PR #1291, opened 2023-11-01
Update the environment variables used to access the Android NDK toolchain

m4gr3d:
- Leverages the use of the `ANDROID_HOME` env variable as done [in core](https://github.com/godotengine/godot/pull/84316)
  - Provides a fallback to the previous env variable to avoid breaking existing setups
- Aligns the ndk version with the one used in core

### DIFF
--- a/tools/android.py
+++ b/tools/android.py
@@ -11,20 +11,32 @@ def options(opts):
         "18" if "32" in ARGUMENTS.get("arch", "arm64") else "21",
     )
     opts.Add(
-        "ANDROID_NDK_ROOT",
-        "Path to your Android NDK installation. By default, uses ANDROID_NDK_ROOT from your defined environment variables.",
-        os.environ.get("ANDROID_NDK_ROOT", None),
+        "ANDROID_HOME",
+        "Path to your Android SDK installation. By default, uses ANDROID_HOME from your defined environment variables.",
+        os.environ.get("ANDROID_HOME", os.environ.get("ANDROID_SDK_ROOT")),
     )
 
 
 def exists(env):
-    return "ANDROID_NDK_ROOT" in os.environ or "ANDROID_NDK_ROOT" in ARGUMENTS
+    return get_android_ndk_root(env) is not None
+
+
+# This must be kept in sync with the value in https://github.com/godotengine/godot/blob/master/platform/android/detect.py#L58.
+def get_ndk_version():
+    return "23.2.8568313"
+
+
+def get_android_ndk_root(env):
+    if env["ANDROID_HOME"]:
+        return env["ANDROID_HOME"] + "/ndk/" + get_ndk_version()
+    else:
+        return os.environ.get("ANDROID_NDK_ROOT")
 
 
 def generate(env):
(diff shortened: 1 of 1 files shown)


m4gr3d:
@BastiaanOlij This PR addresses the issue referenced in https://github.com/GodotVR/godot_openxr_vendors/pull/53#issuecomment-1789127039

tools/android.py
```diff
@@ -11,20 +11,32 @@ def options(opts):
         "18" if "32" in ARGUMENTS.get("arch", "arm64") else "21",
     )
     opts.Add(
-        "ANDROID_NDK_ROOT",
-        "Path to your Android NDK installation. By default, uses ANDROID_NDK_ROOT from your defined environment variables.",
-        os.environ.get("ANDROID_NDK_ROOT", None),
+        "ANDROID_HOME",
+        "Path to your Android SDK installation. By default, uses ANDROID_HOME from your defined environment variables.",
+        os.environ.get("ANDROID_HOME", os.environ.get("ANDROID_SDK_ROOT")),
```
dsnopek, line 16: I noticed on the Godot PR this changed to:

```suggestion
        os.environ.get("ANDROID_HOME", os.environ.get("ANDROID_SDK_ROOT", "")),
```

tools/android.py
```diff
@@ -11,20 +11,32 @@ def options(opts):
...
+def get_android_ndk_root(env):
+    if env["ANDROID_HOME"]:
+        return env["ANDROID_HOME"] + "/ndk/" + get_ndk_version()
+    else:
+        return os.environ.get("ANDROID_NDK_ROOT")
 
 
 def generate(env):
-    if "ANDROID_NDK_ROOT" not in env:
+    if get_android_ndk_root(env) is None:
```
dsnopek, line 37: This will need to be changed away from `is None` after the change in my previous comment

dsnopek (commented):
Thanks!

Overall, this looks good to me, but I think it needs to be sync'd with the latest changes from PR https://github.com/godotengine/godot/pull/84316

tools/android.py
m4gr3d: I chose not to use an empty string as fallback because in core we explicitly check that the given path exists so an empty string would be invalid, whereas in the `android.py` logic, we check against `None`:
- https://github.com/godotengine/godot-cpp/blob/86dbd5fa0d6f581666e0626fe99bc2f2b00b5e49/tools/android.py#L21
- https://github.com/godotengine/godot-cpp/blob/86dbd5fa0d6f581666e0626fe99bc2f2b00b5e49/tools/android.py#L30
- https://github.com/godotengine/godot-cpp/blob/86dbd5fa0d6f581666e0626fe99bc2f2b00b5e49/tools/android.py#L37

BastiaanOlij:
I'll let you guys discuss the details but can confirm this solves my compiling issue

tools/android.py
dsnopek: Ah, ok

dsnopek:
Thanks!

dsnopek:

PR #1353, opened 2024-01-07
Reverse order of default arguments in method bindings

### LINKED ISSUE #1352: Default values for arguments are in wrong order
### Godot version

4.2.1-stable

### godot-cpp version

godot-4.2.1-stable

### System information

Linux (NixOS 24.05 Uakari)

### Issue description

Default values for arguments should be passed in reverse order, however godot-cpp expects them to be in non-reverse order. Functions do receive the correct arguments, but the in-editor documentation is incorrect. It also causes an error when mixing default values of different types.

From [the documentation](https://docs.godotengine.org/en/stable/contributing/development/core_and_modules/object_class.html#registering-an-object):

> Default values for arguments can be passed in reverse order:
> ```
> ClassDB::bind_method(D_METHOD("methodname", "arg1name", "arg2name"), &MyCustomType::method, DEFVAL(-1)); // default value for arg2name
> ```

Given the example method:
https://github.com/godotengine/godot-cpp/blob/78ffea5b136f3178c31cddb28f6b963ceaa89420/test/src/example.cpp#L229

| Expected | Actual |
|--------------|----------|
| int def_args(a: int = 200, b: int = 100) |  int def_args(a: int = 100, b: int = 200) |

### Steps to reproduce

1. Create a method with mixed default values:
    ```c++
    // example.h
    int mixed_def_args(String p_a = "a", int p_b = 200);
    
    // example.cpp
    int Example::mixed_def_args(String p_a, int p_b) {
        return p_a.length() + p_b;
    }
    void Example::_bind_methods() {
        ClassDB::bind_method(D_METHOD("mixed_def_args", "a", "b"), &Example::mixed_def_args, DEFVAL(200), DEFVAL("a"));
    }
    ```
    ```gdscript
    # main.gd
    func _ready():
        var example: Example = $Example
        print(mixed_def_args())
    ```
 
 **Expected**
int mixed_def_args(a: String = "a", b: int = 200)
 Console output:
 ```
 201
 ```
 
 **Actual**
int mixed_def_args(a: String = 200, b: int = "a")
2024-01-07-232341_405x222_scrot
Error message: `Invalid type in function 'mixed_def_args' in base 'Example'. Cannot convert argument 1 from Object to String.`

N/A

lihop:
Fixes #1352.

### DIFF
--- a/include/godot_cpp/core/class_db.hpp
+++ b/include/godot_cpp/core/class_db.hpp
@@ -241,7 +241,7 @@ MethodBind *ClassDB::bind_method(N p_method_name, M p_method, VarArgs... p_args)
 	Variant args[sizeof...(p_args) + 1] = { p_args..., Variant() }; // +1 makes sure zero sized arrays are also supported.
 	const Variant *argptrs[sizeof...(p_args) + 1];
 	for (uint32_t i = 0; i < sizeof...(p_args); i++) {
-		argptrs[i] = &args[i];
+		argptrs[sizeof...(p_args) - i - 1] = &args[i];
 	}
 	MethodBind *bind = create_method_bind(p_method);
 	return bind_methodfi(METHOD_FLAGS_DEFAULT, bind, p_method_name, sizeof...(p_args) == 0 ? nullptr : (const void **)argptrs, sizeof...(p_args));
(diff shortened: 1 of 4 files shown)


AThousandShips (changes requested):
This is not correct, you have the order reversed, the code works correctly

AThousandShips:
Closing as per the above, this is not a valid change and would break many existing projects

Thank you for your contribution nonetheless

PR #1356, opened 2024-01-10
Add `is_class_static` virtual method to GDCLASS macro.

limbonaut:
Link to proposal: https://github.com/godotengine/godot-proposals/issues/8852

In the `godot-cpp`, we already have `get_class_static()` added by `GDCLASS` macro. Having also an instance method `virtual bool is_class_static(StringName cn)` would provide an efficient comparison method to the already existing functionality.

### Usage
```cpp
Ref<MyBaseclass> ref = get_my_class(); // returns Ref<MySubclass>;
if (ref->is_class_static(MySubclass::get_class_static()) {
  // ...
}
```

### DIFF
--- a/include/godot_cpp/classes/wrapped.hpp
+++ b/include/godot_cpp/classes/wrapped.hpp
@@ -98,6 +98,10 @@ public:
 		return string_name;
 	}
 
+	virtual bool is_class_static(const StringName &p_string_name) const {
+		return p_string_name == get_class_static();
+	}
+
 	uint64_t get_instance_id() const {
 		return 0;
 	}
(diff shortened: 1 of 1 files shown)


dsnopek:
Thanks!

However, as I wrote on the proposal: one of godot-cpp's design goals is to have the same API as internally in the engine (at least as much as possible), so, to add an `is_class_static()` method to godot-cpp, we'd need to first add it to the engine itself.

pupil1337:
In your usage, i think `ref->get_class() == MySubclass::get_class_static()` can work great, no need to add new methods.

limbonaut:
It is possible to do this with the existing methods, just as in GDScript. What I propose is to add an efficient `StringName`-based comparison that would complement an already existing method in godotcpp.

Issue #1338, opened 2023-12-16
string length type inconsistency


asmaloney:
### Godot version

4.2

### godot-cpp version

4.2-stable

### System information

macOS (but it's irrelevant)

### Issue description

In the test code:

```cpp
String Example::test_string_resize(String p_string) const {
	int orig_len = p_string.length();
	p_string.resize(orig_len + 3);
...
```

**String::length()** returns an `int64_t`, but **String::resize()** only takes an int:

```cpp
Error resize(int p_size);
```

When dealing with string sizes, the type should be consistent throughout the class. In fact I would recommend creating a type for it so it's obvious when we're dealing with lengths. Something like:

```cpp
using StringLen = int64_t;

StringLen length() const;
Error resize(StringLen p_size);
```

### Steps to reproduce

(It's an API bug.)

### Minimal reproduction project

(It's in the test code: **test/src/example.cpp** - _Example::test_string_resize_)

AThousandShips:
The inconsistency here is actually the return of `length`, it is an `int` in the engine and should be here too IMO, but in either case this is nominally a compatibility breakage (as long as it being `int` and not `int32_t` is an issue, which it isn't on *almost all* hardware AFAIK, where `int` maps to `int32_t`)

AThousandShips:
I'd say `length` should return `int` here as well, to match the API, this is likely due to a limitation in the implementation. `String::length` in the engine returns `int`, as does the godot-cpp `CharStringT`

The underlying data container only handles 32 bit lengths, so the change here shouldn't be in the argument, but the return type, but in either case I'd say this breaks compatibility

dsnopek:
> I'd say `length` should return `int` here as well, to match the API, this is likely due to a limitation in the implementation (`resize` is actually added manually in the bindings generator). `String::length` in the engine returns `int`, as does the godot-cpp `CharStringT`
> [...]
> Generally I think this could be solved if the arguments of Variant types employed the meta data information, so it correctly conveyed the type and signedness of the arguments

I agree!

Godot does set `"meta"` in the JSON to `"int32"` or `"int64"` for some arguments and return types (for example, `AnimatedSprite3D::set_frame()` and `AnimatedSprite3D::get_frame()`), but it doesn't in the case of `String::length()` for some reason.

Perhaps it's because the variant types are handled a little differently than the `ClassDB` types?

AThousandShips:
[...]

PR #1357, opened 2024-01-10
Switch to 64-bit ints.

bruvzg:
Syncing features with https://github.com/godotengine/godot/pull/86730, but since no GDExtension public API is changed, it should be compatible both ways.

### DIFF
--- a/include/godot_cpp/templates/cowdata.hpp
+++ b/include/godot_cpp/templates/cowdata.hpp
@@ -52,6 +52,8 @@ class VMap;
 template <class T>
 class CharStringT;
 
+SAFE_NUMERIC_TYPE_PUN_GUARANTEES(uint64_t)
+
 // Silence a false positive warning (see GH-52119).
 #if defined(__GNUC__) && !defined(__clang__)
 #pragma GCC diagnostic push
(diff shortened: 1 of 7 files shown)


AThousandShips:
Should fix:
* https://github.com/godotengine/godot-cpp/issues/1338

dsnopek (approved):
Thanks!

This looks great to me :rocket: 

I `diff`'ed the `cowdata.hpp` and `vector.hpp` from this PR with the `cowdata.h` and `vector.h` from PR https://github.com/godotengine/godot/pull/86730, and they only had minor expected differences. Reading through all the rest, it all looks good.

I haven't tested it manually, but the fact that it's passing the automated tests is a very good sign.

dsnopek:
I know we can merge this before Godot, however, I'm holding off on merging for a bit, just in case there's any further changes to `cowdata.h` and `vector.h` on the Godot PR that we'll want to sync over here. When that one seems like it's finished and about to be merged, we can merge here.

dsnopek:
Thanks!

dsnopek:

AThousandShips:
Assuming this doesn't actually depend on the upstream changes? As they aren't cherry picked, we might want to be careful here as it does have some side effects that might be harmful:
* https://github.com/godotengine/godot/issues/87442

I'd hold off cherry picking this until we have worked things out

bruvzg:
It doesn't depend on upstream change, but won't fix any of the issues without them, so is not useful on its own.

include/godot_cpp/templates/cowdata.hpp
```diff
@@ -52,6 +52,8 @@ class VMap;
 template <class T>
 class CharStringT;
 
+SAFE_NUMERIC_TYPE_PUN_GUARANTEES(uint64_t)
```
AThousandShips, line 55: This specifically breaks on some platforms, still being investigated

YuriSizov:
> Should fix:
> 
> * [string length type inconsistency #1338](https://github.com/godotengine/godot-cpp/issues/1338)

Did it fix this issue btw?

dsnopek:
> > Should fix:
> > 
> > * [string length type inconsistency #1338](https://github.com/godotengine/godot-cpp/issues/1338)
> 
> Did it fix this issue btw?

Yes it did! I've just closed that issue.

dsnopek:

dsnopek:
--- --- ---
Task description.
For the string "classes", return every line of the data where it appears.

Answer for this exercise.
--- a/include/godot_cpp/classes/wrapped.hpp
+++ b/include/godot_cpp/classes/wrapped.hpp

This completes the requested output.